A list of new names and faces trickling out of the proverbial woodwork who, collectively, are a group of young and hungry potential stars-in-the-making.

“Generation Next” is a group of talented fighters who are currently under the age of 25.

Some of the names may be more recognizable than others and they have had varying degrees of success so far in their brief careers.

One thing they all have in common is that they will be instrumental in writing the next chapter in the evolution of MMA.

Without further ado, here are the top 10 fighters under the age of 25:

1) Gegard Mousasi—24 years old—Strikeforce/DREAM —(26-2-1)

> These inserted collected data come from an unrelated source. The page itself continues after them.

PR #143, opened 2024-06-15
Provider fqn worker pool as a feature

makenneth:
## Description
This approach gets rid of the need to publish since the environment split is at the server bundle level. I think this was the eventual goal of the fqn feature so we might as well if there is an ongoing issue of getting the fqn feature released.

The logic is a more polished version of https://github.com/aws/language-servers/tree/main/core/aws-lsp-fqn. The extract function is now cancellable and supports extractNames (without extent)

We have to make build configuration clear to any consumers though https://github.com/aws/language-servers/pull/298 (for node)

## License


runtimes/runtimes/fqn/common/fqnExtractor.test.ts
```diff
@@ -0,0 +1,114 @@
...
+        )
+    })
+
+    it('calls the corresponding fqn function', async () => {
+        let result = await findNames(fqn, {
+            languageId: 'typescript',
+            fileText: mockFileText,
+        })
+
+        sinon.assert.calledOnceWithMatch(typescriptStub, mockFileText)
```
justinmk3, line 48: why are any of these tests using mocks (sinon)? can't they open an actual text document and check the actual fqn results? there is no network/service calls involved, right?

runtimes/runtimes/fqn/common/commonFqnWorkerPool.ts
```diff
@@ -0,0 +1,59 @@
...
+import {
+    Cancellable,
+    ExtractFqnInput,
+    ExtractFqnResult,
+    IFqnWorkerPool,
+    Logging,
+    WorkerPoolConfig,
+} from '../../../server-interface'
+
+export class CommonFqnWorkerPool implements IFqnWorkerPool {
```
justinmk3, line 12: why is a worker pool needed? it might be obvious now, but others working on this project in the future won't have the context that you have

runtimes/runtimes/fqn/node/fqnWorkerPool.ts
```diff
@@ -0,0 +1,9 @@
+import path = require('path')
+import { CommonFqnWorkerPool } from '../common/commonFqnWorkerPool'
+import { WorkerPoolConfig } from '../../../server-interface'
+
+export class FqnWorkerPool extends CommonFqnWorkerPool {
```
justinmk3, line 5: why is a worker pool needed? it might be obvious now, but others working on this project in the future won't have the context that you have 

a brief docstring on this class can give insight.

PR #145, opened 2024-06-19
Add encryption to chat

ege0zcan:
## Description
This PR introduces the encrypted chat class which ensures that quick action and chat prompt communication passing through the LSP connection is encrypted. The runtime handles the encryption and decryption and servers don't need to change anything

## License

### DIFF
--- a/runtimes/protocol/chat.ts
+++ b/runtimes/protocol/chat.ts
@@ -15,7 +15,6 @@ import {
     TabRemoveParams,
     ProtocolNotificationType,
     ProtocolRequestType,
-    ProgressToken,
     CHAT_REQUEST_METHOD,
     END_CHAT_REQUEST_METHOD,
     FEEDBACK_NOTIFICATION_METHOD,
@@ -29,6 +28,10 @@ import {
     TAB_ADD_NOTIFICATION_METHOD,
     TAB_CHANGE_NOTIFICATION_METHOD,
     TAB_REMOVE_NOTIFICATION_METHOD,
+    AutoParameterStructuresProtocolRequestType,
+    EncryptedChatParams,
+    EncryptedQuickActionParams,
+    QuickActionResult,
 } from './lsp'
 
 /**
@@ -59,19 +62,23 @@ export interface QuickActionsOptions {
     quickActionsCommandGroups: QuickActionCommandGroup[]
 }
 
-export interface ChatRequest extends ChatParams {
-    partialResultToken?: ProgressToken
-}
-
-export const chatRequestType = new ProtocolRequestType<ChatRequest, ChatResult, ChatResult, void, void>(
-    CHAT_REQUEST_METHOD
-)
+export const chatRequestType = new AutoParameterStructuresProtocolRequestType<
+    ChatParams | EncryptedChatParams,
+    ChatResult | string,
+    ChatResult | string,
+    void,
+    void
+>(CHAT_REQUEST_METHOD)
 export const endChatRequestType = new ProtocolRequestType<EndChatParams, EndChatResult, never, void, void>(
     END_CHAT_REQUEST_METHOD
 )
-export const quickActionRequestType = new ProtocolRequestType<QuickActionParams, ChatResult, ChatResult, void, void>(
-    QUICK_ACTION_REQUEST_METHOD
-)
+export const quickActionRequestType = new AutoParameterStructuresProtocolRequestType<
+    QuickActionParams | EncryptedQuickActionParams,
+    QuickActionResult | string,
+    QuickActionResult | string,
+    void,
+    void
+>(QUICK_ACTION_REQUEST_METHOD)
 export const readyNotificationType = new ProtocolNotificationType<void, void>(READY_NOTIFICATION_METHOD)
 export const feedbackNotificationType = new ProtocolNotificationType<FeedbackParams, void>(FEEDBACK_NOTIFICATION_METHOD)
 export const tabAddNotificationType = new ProtocolNotificationType<TabAddParams, void>(TAB_ADD_NOTIFICATION_METHOD)
--- a/runtimes/runtimes/chat/encryptedChat.ts
+++ b/runtimes/runtimes/chat/encryptedChat.ts
@@ -51,29 +51,32 @@ export class EncryptedChat implements Chat {
     }
 
     public onChatPrompt(handler: RequestHandler<ChatParams, ChatResult | null | undefined, ChatResult>) {
-        this.connection.onRequest(chatRequestType, async (request: ChatParams | EncryptedChatParams) => {
-            request = request as EncryptedChatParams
-            // decrypt the request params
-            let decryptedRequest = (await this.decodeRequest(request)) as ChatParams
+        this.connection.onRequest(
+            chatRequestType,
+            async (request: ChatParams | EncryptedChatParams, cancellationToken: CancellationToken) => {
+                request = request as EncryptedChatParams
+                // decrypt the request params
+                let decryptedRequest = (await this.decodeRequest(request)) as ChatParams
 
-            // make sure we don't lose the partial result token
-            if (request.partialResultToken) {
-                decryptedRequest.partialResultToken = request.partialResultToken
+                // make sure we don't lose the partial result token
+                if (request.partialResultToken) {
+                    decryptedRequest.partialResultToken = request.partialResultToken
+                }
+
+                // call the handler with plaintext
+                const response = (await handler(decryptedRequest, cancellationToken)) as ChatResult
+                // encrypt the response
+                const encryptedResponse = await this.encryptObject(response as JWTPayload)
+                // send it back
+                return encryptedResponse
             }
-
-            // call the handler with plaintext
-            const response = (await handler(decryptedRequest, CancellationToken.None)) as ChatResult
-            // encrypt the response
-            const encryptedResponse = await this.encryptObject(response as JWTPayload)
-            // send it back
-            return encryptedResponse
-        })
+        )
     }
 
     public onQuickAction(handler: RequestHandler<QuickActionParams, QuickActionResult, void>) {
         this.connection.onRequest(
             quickActionRequestType,
-            async (request: QuickActionParams | EncryptedQuickActionParams) => {
+            async (request: QuickActionParams | EncryptedQuickActionParams, cancellationToken: CancellationToken) => {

At the ripe age of 24 this mild-mannered Dutch-Armenian fighter has already cemented himself as one of the top MMA fighters in the world today.

This teammate and striking coach of Fedor Emelianenko at Red Devil Sport Club is coming off an impressive and dominating performance against Renato “Babalu” Sobral in which he recorded a first round TKO to become the Strikeforce light heavyweight champion. 

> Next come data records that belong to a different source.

PR #169, opened 2024-07-15
Fix InitilizeResult merge logic

rahmaniaam:
## Problem
Servers couldn't run when multiple executeCommandProviders are given

## Solution
Add conditional to InitializeResult merge logic when values are arrays

## License

### DIFF
--- a/runtimes/runtimes/lsp/router/util.ts
+++ b/runtimes/runtimes/lsp/router/util.ts
@@ -25,11 +25,13 @@ export function asPromise(value: any): Promise<any> {
 }
 
 export function mergeObjects(obj1: any, obj2: any) {
-    const merged: any = {}
+    let merged: any = {}
 
     for (let key in obj1) {
         if (obj1.hasOwnProperty(key)) {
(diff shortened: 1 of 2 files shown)


runtimes/runtimes/lsp/router/util.ts
```diff
@@ -25,11 +25,13 @@ export function asPromise(value: any): Promise<any> {
 }
 
 export function mergeObjects(obj1: any, obj2: any) {
```
imykhai, line 27: seems like maintaining this function can be brittle. 
Might be worth considering replacing it with lodash's merge - https://lodash.com/docs/4.17.15#merge

https://www.npmjs.com/package/lodash

imykhai (approved):

runtimes/runtimes/lsp/router/util.ts
rahmaniaam: interesting, skimming the details it does appear to work for mixed data structs and does so recursively

PR #185, opened 2024-08-15
Add window showMessage and showDocument LSP features to runtimes

viktorsaws:
## Problem
Runtimes don't support Window showMessage features.

## Solution

Added support and bindings for 3 Window LSP features:
* `window/showMessage` notification ([spec](https://microsoft.github.io/language-server-protocol/specifications/lsp/3.17/specification/#window_showMessage))
* `window/showMessageRequest` request ([spec](https://microsoft.github.io/language-server-protocol/specifications/lsp/3.17/specification/#window_showMessageRequest))
* `window/showDocument` request ([spec](https://microsoft.github.io/language-server-protocol/specifications/lsp/3.17/specification/#window_showDocument))

Adding bindings for these features allows Capability servers to request displaying UI flows in host clients natively. This allows to implement UX flows. whenever required by Capability business logic.

## License

### DIFF
--- a/runtimes/server-interface/lsp.ts
+++ b/runtimes/server-interface/lsp.ts
@@ -35,6 +35,8 @@ import {
     ShowMessageParams,
     ShowMessageRequestParams,
     MessageActionItem,
+    ShowDocumentParams,
+    ShowDocumentResult,
 } from '../protocol'
 
 // Re-export whole surface of LSP protocol used in Runtimes.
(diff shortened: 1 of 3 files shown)


runtimes/server-interface/lsp.ts
```diff
@@ -94,6 +99,11 @@ export type Lsp = {
         getConfiguration: (section: string) => Promise<any>
         onDidChangeWorkspaceFolders: (handler: NotificationHandler<DidChangeWorkspaceFoldersParams>) => void
     }
+    window: {
+        showMessage: (params: ShowMessageParams) => Promise<void>
```
volodkevych, line 103: You seem to be using only `showMessage` for now in the related PR. Do you plan to use the rest in the following PRs?

viktorsaws: I didn't plan to use them, but I don't see a reason why not to add them now, since I'm touching this feature. 
If there is a need in other 2 tomorrow, they will be readily available.

PR #201, opened 2024-09-06
Add example of service injection in the runtime

viktorsaws:
## Problem

Some of functionality exposed by runtimes must be served only by single handling service. Current handlers injection model allows to inject a set of `Server` interface implementations, each getting access to number of features (`LSP`, `Telemetry`, `Chat`, `Workspace`, etc.). With current model, each server may handle and respond to incoming requests following their own business logic. 

This poses a problem for cases when a protocol extension can properly function only when served by one handling server and must not be interfered by other servers. One example identified in Auth management feature.

## Solution

One identified solution is add second extension point called `services` to the interface of runtimes functions in `RuntimeProps` and accept implementation handlers for predefined set of protocol handlers. Each service in the list will be unique and will be able to serve it's own predefined set of custom LSP requests. LSP requests are defined in and part of `runtimes/protocol`.

Services implementations can be passed to the runtime at build time in BuildConfiguration file. This way, consumer of resulting language server bundle is controlling with functionality they want to inject into their bundle. The decision where to host business logic will be up to developer.

This PR demonstrates PoC implementation of this mechanism for AuthManagement feature.
* Example of build configuration is in `runtimes/examples/buildConfigurationWithServices.ts`
* Example of business logic handler implementation is in `runtimes/testing/TestAuthManagementService.ts`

“The Dreamcatcher” really stormed onto the scene in impressive fashion in 2008 when he captured the DREAM Middleweight Grand Prix Championship in Japan.

He defeated Korean judo specialist Dong Sik Yoon, Dutch kickboxer and muay thai wrecking machine Melvin Manhoef, and jiu-jitsu world champion Ronaldo Souza consecutively to capture the title.

To cap off the year he defeated former world heavyweight muay thai champion and K–1 World GP finalist Musashi via first round TKO fighting under K-1 rules. 

Cumulatively he was 6–0 in MMA and 1–0 in K-1 in a single calendar year against some of the best competition in the world.

“The Dreamcatcher” is next scheduled to fight Rameau Thierry Sokoudjou at DREAM 11 on October 6 in the semifinals of the Super Hulk tournament.

Mousasi continues to make the slow transition from middleweight to his eventual final pit stop at heavyweight, where he eventually would like to follow in Fedor’s footsteps.

Their mutual Red Devil Sport Club teammate Kirill Sidelnikov may already stake his claim to the “Baby Fedor” nickname, however, it may be more appropriate for Mousasi.

2) Jon Jones—22 years old—UFC—(9-0)

Jones burst onto the scene on the undercard of UFC 94 and took it to UFC veteran Stephan Bonnar displaying a wealth of striking and wrestling talent.

He followed that up with another impressive performance against Jake O’Brien at UFC 100, which saw him win via submission in the second round and run his undefeated record to 9 - 0 overall in his relatively brief career.

With a deep 205 pound division sitting in front of him the UFC is slowly feeding him opponents so he continues to master his craft and build up a fan base.


"Bones" may not be a household name yet but someday he could be mentioned in the same breath as the elite fighters in the UFC. It appears to be only a matter of time for a guy who has this much raw talent and natural ability.

3) Jose Aldo—22 years old—WEC—(15-1)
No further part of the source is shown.